概要
モデル75は、ニールス・オットー・モラーが1954年に発表したダイニングチェアである。肘掛けを持たず、平らな板の背もたれとペーパーコードの座面を組み合わせる。モラー自身が1944年に設立したJ.L. Møllers Møbelfabrikで、発表以来つくり続けられている。
特徴・コンセプト
貫を必要としない接合
座枠の四隅では、木のダボが互いに噛み合う形で組まれる。この接合によって座枠そのものが四方向の力を受け止められるため、通常のダイニングチェアで脚を横につなぐ貫がなくても強度が成立する。
モラーはそのうえで貫を残しているが、位置を通常より高く上げている。脚の下側が抜けて見えるため、床に近い部分の視覚的な重さが減る。構造上は不要になったものを、意匠のために配置し直した処理である。
肘掛けを持たない形
背もたれは平らな板で、左右への張り出しがない。肘掛けもないため、使わないときはテーブルの下に深く押し込める。1950年代のデンマークでは住宅の規模が小さく、椅子を並べたときの占有面積が設計上の条件になっていた。テーブルまわりに複数脚を置くことを前提とした寸法と輪郭になっている。
素材と仕上げ
フレームはオーク材やビーチ材の無垢材で、オイル、ソープ、ラッカーの各仕上げのほか、燻煙オークやブラックステインも選べる。座面はペーパーコード(ナチュラルまたはブラック)が基本で、ファブリックや本革の張地も用意される。ペーパーコードは編み込んだ面がわずかにたわみ、座る人の体重で沈み込む。
エピソード
モラーは1944年にオーフスでJ.L. Møllers Møbelfabrikを設立し、1946年に最初の椅子を発表した。モデル75はその後の一連のダイニングチェアの初期にあたる。1961年にはヘイビャウに工場を設け、現在もこの工場で生産が続く。
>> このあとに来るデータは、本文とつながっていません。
PR #2051, opened 2020-12-04
Remove spaces when reading options, fixes #2004

### LINKED ISSUE #2004: Fix issues with spaces in option names and unknown option names (PSIAPI)
The following snippet of code fails because of the extra space at the end of `'SCF_TYPE '`

```python
import psi4
psi4.set_options({'SCF_TYPE ' : 'DIRECT'})
```

This is an innocent error that should be fixed by psi4, or reported back to the user with a readable error message. Simply stripping the option label of left and right spaces would prevent this issue (with no potential side effects). If the option is not found, then psi4 should throw an exception saying something like "Option `'...'` is not valid."

This is the error message:
```
---------------------------------------------------------------------------
AttributeError                            Traceback (most recent call last)
<ipython-input-4-c64c7a4449ad> in <module>
      1 import psi4
      2 
----> 3 psi4.set_options({'SCF_TYPE ' : 'DIRECT'})

/usr/local/psi4/lib/psi4/driver/p4util/python_helpers.py in set_options(options_dict, verbose)
    444     for k, v, in options_dict.items():
    445         mobj = optionre.match(k)
--> 446         module = mobj.group('module').upper()[:-2] if mobj.group('module') else None
    447         option = mobj.group('option').upper()
    448 

AttributeError: 'NoneType' object has no attribute 'group'
```

jeffschriber:
## Description
Remove spaces when reading options, fixes #2004

## Checklist

## Status
- [x] Ready for review
- [ ] Ready for merge

### DIFF
--- a/psi4/driver/p4util/python_helpers.py
+++ b/psi4/driver/p4util/python_helpers.py
@@ -443,9 +443,7 @@ def set_options(options_dict, verbose=1):
 
     for k, v, in options_dict.items():
 
-        k = k.strip()
-
-        mobj = optionre.match(k)
+        mobj = optionre.match(k.strip())
         module = mobj.group('module').upper()[:-2] if mobj.group('module') else None
         option = mobj.group('option').upper()
 
--- a/psi4/driver/p4util/python_helpers.py
+++ b/psi4/driver/p4util/python_helpers.py
@@ -442,6 +442,9 @@ def set_options(options_dict, verbose=1):
     rejected = {}
 
     for k, v, in options_dict.items():
+
+        k = k.strip()
+
         mobj = optionre.match(k)
         module = mobj.group('module').upper()[:-2] if mobj.group('module') else None
         option = mobj.group('option').upper()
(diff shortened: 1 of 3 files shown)


psi4/driver/p4util/python_helpers.py
```diff
@@ -442,6 +442,9 @@ def set_options(options_dict, verbose=1):
     rejected = {}
 
     for k, v, in options_dict.items():
+
+        k = k.strip()
```
loriab, line 446: neat, maybe add to following line `optionre.match(k.strip())` so avert the reference/value issue FAE brought up.

jeffschriber: Thanks!

loriab (approved):
thanks for fixing a lingering issue!

andysim (approved):
This is a game changer!

fevangelista (approved):
Nice fix!

tests/pytests/test_option.py
```diff
@@ -0,0 +1,23 @@
+import numpy as np
+import pytest
+
+import psi4
+
+pytestmark = pytest.mark.quick
+
+
+@pytest.mark.smoke
+def test_psi4_basic():
```
loriab, line 10:
```suggestion
def test_spacious_option():
```

this is fine -- I just need to trigger CI, since Azure didn't pick up your last commit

工場には大規模な組立ラインがなく、職人が工程ごとに分担して一脚ずつ仕上げる。接合はホゾとホゾ穴による伝統的な方法をとり、最終的な研磨も手作業で行われる。
評価と影響
発表から70年を経て生産が続いており、デンマークのダイニングチェアの標準的な形のひとつとして扱われている。1950年代から1960年代に製作された個体は中古市場でも流通しており、現行品と同じ製法で作られている。
ニールス・オットー・モラーの設計思想や経歴について詳しくはニールス・オットー・モラープロフィールページをご覧ください。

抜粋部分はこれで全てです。